Guest post by Tomas Rahkonen, Chief Technology Officer & Vice President eCentre, Flexenclosure
Power usage effectiveness, PUE, has been an important metric in the data centre world for some time now. Companies running data centre facilities typically strive for the lowest PUE they can achieve in order to reduce their operating costs and promote their green environmental credentials.
In an earlier article, my colleague Srikanth Murugan demonstrated how to cut through the marketing hype of competing claims about PUE performance. I would now like to take the subject a little further and focus on the economics of PUE and how data centre vendors and operators can maximise their facilities’ performance.
Selecting the ideal location
Stable power grids, low energy prices and year-round access to “free cooling” drove a number of large Internet companies to build data centres in the Nordics where conventional wisdom dictated they could most easily achieve extremely low PUE values. Google in Finland and Facebook at The Node Pole in Sweden are two such examples. However, increasingly relaxed data centre temperature and humidity ranges – as defined by ASHRAE – have now made low PUE deployments possible for a much wider range of geographical locations.
A key area of technical development here are evaporative indirect free air cooling systems, now available from an increasing number of cooling technology suppliers. Using an evaporative cooler, dry outside air of 32C can still be used to cool down air in the data centre to 22C, thus delivering meaningful savings from reduced electricity needed for powered cooling.
Even more exiting from an economic perspective is that, for some locations, this enables the use of outside air for cooling all year round, resulting in a lower maximum PUE and bringing significant capital expenditure (CAPEX) savings.
First, since free air cooling can be used 12 months of the year, the mechanical DX cooling (“air conditioning”) systems used to handle warm days can be down-sized. In some cases it is possible to reduce the size of a DX back-up system from a facility’s full 100 per cent cooling requirement to simply providing a top-up corresponding to as little as 25 per cent of the total cooling needed. Additionally, a lower maximum PUE means that the maximum power consumed by the data centre is lower, allowing the electrical power system to be scaled down, thus further reducing data centre CAPEX.
Another, perhaps less debated aspect related to PUE is electricity cost. Grid prices vary significantly between countries, and can make or break the business case for investing in a data centre with a low PUE. Further, in many emerging markets grid availability and stability is limited, resulting in data centres being powered by diesel generators for significant periods of time. This can range from a few hours per day to facilities being powered 24/7 with diesel gensets. And in addition to fuel costs, generators are also liable to significant expenses for servicing and replacement parts. The table below shows how the yearly site power cost varies depending on electricity cost ($/kWh) and data centre PUE value for a data centre with 1 MW IT load.

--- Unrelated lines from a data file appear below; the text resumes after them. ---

PR #234, opened 2026-07-27
Refactor Arithmetic Operations on AmplitudeVector

jonasleitner:
This PR refactors the arithmetic operations implemented on the `AmplitudeVector` class such that missing blocks are consistently treated as zero blocks.

Previously, this was only the case for `__add__`, while the other operations employed `__forward_to_blocks`, which raised an exception for differing blocks. Moreover, `dot` showed inconsistent behavior, `ADC1.dot(ADC2)` gave the `ph` overlap, while `ADC2.dot(ADC1)` raised an exception due to a missing `pphh` block. The in-place operators, also employed `__forward_to_blocks`, which created a new `AmplitudeVector` instance and thus were not really in-place.

In this PR I explicitly implemented the arithmetic operations ensuring that inputs and result don't share memory (`libadcc.Tensors` are copied if necessary). Moreover, in-place operations mutate the current instance modifying/deleting existing blocks.
Finally, type hints are introduced throughout `AmplitudeVector.py`

A Note on the reflective operations:
`libadcc.Tensor * Amplitude` (same for other operations) is not possible, since the backend raises a `TypeError`. Thus, `__rmul__` etc. are not reachable for this case and the implementation contains in principle dead code.

### DIFF
--- a/adcc/AmplitudeVector.py
+++ b/adcc/AmplitudeVector.py
@@ -168,6 +168,9 @@ class AmplitudeVector(dict[str, libadcc.Tensor]):
     ) -> "AmplitudeVector":
         if isinstance(other, AmplitudeVector):
             return other.__mul__(self)
+        # This path is not reachable currently, because the libadcc backend
+        # raises a TypeError instead of returning NotImplemented.
+        # Thus, the reflective operations are not called in this case.
         elif isinstance(other, libadcc.Tensor):
             ret = {block: other.__mul__(tensor) for block, tensor in self.items()}
         else:  # float
@@ -214,6 +217,9 @@ class AmplitudeVector(dict[str, libadcc.Tensor]):
     ) -> "AmplitudeVector":
         if isinstance(other, AmplitudeVector):
             return other.__add__(self)
+        # This path is not reachable currently, because the libadcc backend
+        # raises a TypeError instead of returning NotImplemented.
+        # Thus, the reflective operations are not called in this case.
         elif isinstance(other, libadcc.Tensor):
             ret = {block: other.__add__(tensor) for block, tensor in self.items()}
         else:  # float
@@ -258,6 +264,9 @@ class AmplitudeVector(dict[str, libadcc.Tensor]):
     ) -> "AmplitudeVector":
         if isinstance(other, AmplitudeVector):
             return other.__sub__(self)
+        # This path is not reachable currently, because the libadcc backend
+        # raises a TypeError instead of returning NotImplemented.
+        # Thus, the reflective operations are not called in this case.
         elif isinstance(other, libadcc.Tensor):
             ret = {block: other.__sub__(tensor) for block, tensor in self.items()}
         else:  # float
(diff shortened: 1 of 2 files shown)


adcc/AmplitudeVector.py
```diff
@@ -20,146 +20,313 @@
...
+        Ensures all blocks of the AmplitudeVector are evaluated and
+        resilient in memory.
+        """
         for t in self.values():
             t.evaluate()
         return self
 
     @property
-    def needs_evaluation(self):
+    def needs_evaluation(self) -> "bool":
```
frieschneider:
```suggestion
    def needs_evaluation(self) -> bool:
```

The return type doesn't need to be quoted. bool is a built-in type, so -> bool is sufficient.

adcc/AmplitudeVector.py
```diff
@@ -20,146 +20,313 @@
...
-    def dot(self, other):
-        """Return the dot product with another AmplitudeVector
+    @overload
+    def dot(self, other: "AmplitudeVector") -> float:
+        ...
+
+    @overload
+    def dot(
+        self, other: Sequence["AmplitudeVector"]
+    ) -> np.ndarray[tuple[int], np.dtype[np.float64]]:
```
frieschneider, line 105: We would currently mix plain `np.ndarray` and parameterized `np.ndarray[...]`. I  would prefer the parameterized form where possible. For example, `ElectronicTransition.py` uses the unparameterized form.

What do you think @jonasleitner ?

adcc/AmplitudeVector.py
```diff
@@ -20,146 +20,313 @@
...
+        # here all blocks of other have to be in self present, too!
+        # block missing in other: x / 0 -> division by zero
+        # block missing in self: 0 / x = 0 -> fine but not in result
         if isinstance(other, AmplitudeVector):
-            allblocks = sorted(set(self.blocks).union(other.blocks))
-            ret = {k: self.get(k, 0) + other.get(k, 0) for k in allblocks}
-            ret = {k: v for k, v in ret.items() if v != 0}
+            if any(block not in other for block in self.keys()):
+                raise ZeroDivisionError(
+                    "Divisian by zero, since missing blocks are treated as "
```
frieschneider:
```suggestion
                    "Division by zero, since missing blocks are treated as "
```
typo

adcc/AmplitudeVector.py
```diff
@@ -20,146 +20,313 @@
...
+        # missing block in other: x / 0 -> division by zero
+        # missing block in self: 0 / x = 0 -> fine but not in result
         if isinstance(other, AmplitudeVector):
-            return other.__add__(self)
-        else:
-            ret = {k: other + tensor for k, tensor in self.items()}
-            return AmplitudeVector(**ret)
+            if any(block not in other for block in self.keys()):
+                raise ZeroDivisionError(
+                    "Divisian by zero, since missing blocks are treated as "
```
frieschneider:
```suggestion
                    "Division by zero, since missing blocks are treated as "
```

typo

adcc/AmplitudeVector.py
jonasleitner: I also prefer the parametrized form including shape and optionally the data type. However, I would suggest to resolve this at a later stage once we revisit the corresponding files regarding type hints?

frieschneider:
About the reflective operations: In my opinion, we should add a comment explaining that expressions such as `libadcc.Tensor * AmplitudeVector` (and the analogous operations) are currently unreachable because the backend raises a `TypeError` first.
Otherwise, this will likely be forgotten in the future.

frieschneider (approved):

We can see that a reduction in PUE from 1.5 to 1.2 in a stable grid environment (0.1 $/kWh) gives a meaningful yearly operating expenditure (OPEX) saving of over $260K. For a diesel-operated data centre (0.3 $/kWh), the same level of OPEX saving is obtained by a much smaller reduction in PUE – from 1.5 to 1.4 for example – illustrating that the economics of PUE are even more important in emerging economies.
This is actually where it makes the best economic sense to consider different ways to reach a lower PUE, including hot/cold isle containments, higher data centre temperature, and high-efficiency modular power equipment. In areas with high electricity costs, free air cooling systems should also be considered even if they are effective only during parts of the year or at night when external temperatures are lower.
Trade-off between PUE and redundancy
Notably, higher data centre redundancy (via a higher Tier rating) can lead to a higher PUE because power losses in each piece of equipment increase due to lower utilisation. With fully redundant power distribution (an “A” and a “B” side), the maximum equipment utilisation at fully built-out capacity is still only 50 per cent. That said, modern modular power technology can provide high efficiency even at low utilisation with some modern uninterruptible power supply (UPS) systems able to maintain high efficiency at utilisation as low as 25 per cent. So by starting off with fewer UPS modules slotted in, the system can be kept at high efficiency from day one and in this way modular power technology can contribute to improved economy through both lower day one CAPEX and lower operational cost.
Having built a large number of data centre facilities across Africa, Asia, Europe and Latin America – at Flexenclosure we have learnt that PUE-based investment business cases and their best technical approaches need to be adapted for each geographical location and data centre type. A prefabricated data centre building with controlled airflows, such as eCentre, is always a good starting point.